I started making gelato in the Sicilian style back the 00’s after visiting Palermo and the west coast of Sicily. Looking back, we were basically kids with no car and would get from town to town by bus. It was clear from go that the Sicilian love affair with frozen desserts knows few rivals, and we would beat the dust and heat by ducking into gelaterias from Trapani to Marsala and beyond.
a big scoop of gelato in a cup
Making Sicilian Gelato is decidedly different from making American-style ice cream. It starts with a milk base, often skipping the eggs and heavy cream altogether. Cornstarch (or an equivalent) is used as a thickener. And the result is a beautifully smooth and creamy scoop, often lighter on the palette than an egg and cream-based alternative.

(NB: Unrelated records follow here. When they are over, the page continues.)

PR #901, opened 2024-12-09
Fix session processing for datasets with mixed modalities

tsalo:
Closes none, but addresses two bugs identified by @araikes.

- Directly merge "session_id" (from the processing list) into the BIDS queries (which include the BIDS filters, which in turn may include "session") within `collect_data`.
    - This should fix a bug that comes from using `--subject-anatomical-reference sessionwise` in combination with a `--bids-filter-file` that includes `session` fields.
- Limit session-wise processing to sessions with DWI data.
    - This should fix a bug that comes from using `--subject-anatomical-reference sessionwise` on a dataset where some sessions have anatomical data without a corresponding DWI scan.

### DIFF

Gelato recipe: Guidance and Inspiration

I remember there was a series of gelato-focused articles in Saveur magazine during that 00’s era sharing history and recipes. One of them, The Empire of Ice Cream, written by Mary Taylor Simeti (2007? Maybe earlier? I feel like it was earlier), explored the history of Sicily and frozen treats. She talks in the article about Sicilian-style gelato, which is different from gelato in the rest of Italy. In a conversation with a Palermo ice cream maker he tells her, “Unlike most mainland ice cream, Sicilian gelato rarely contains eggs or cream. Instead, the base, known as crema rinforzata, is a rather liquid version of blancmange, a sweet pudding of milk thickened with corn (or rice) starch.” Similar to now (2025), when eggs are increasingly considered a luxury, this style of gelato was delicious yet less expensive to produce. Another theory I’ve read is that eggs are more difficult to digest in the Sicilian heat. Probably a bit of both. I started making this style gelato back then, experimenting, and tweaking the ratio of milk to the other ingredients until it was in a place I was happy with – the recipe down below.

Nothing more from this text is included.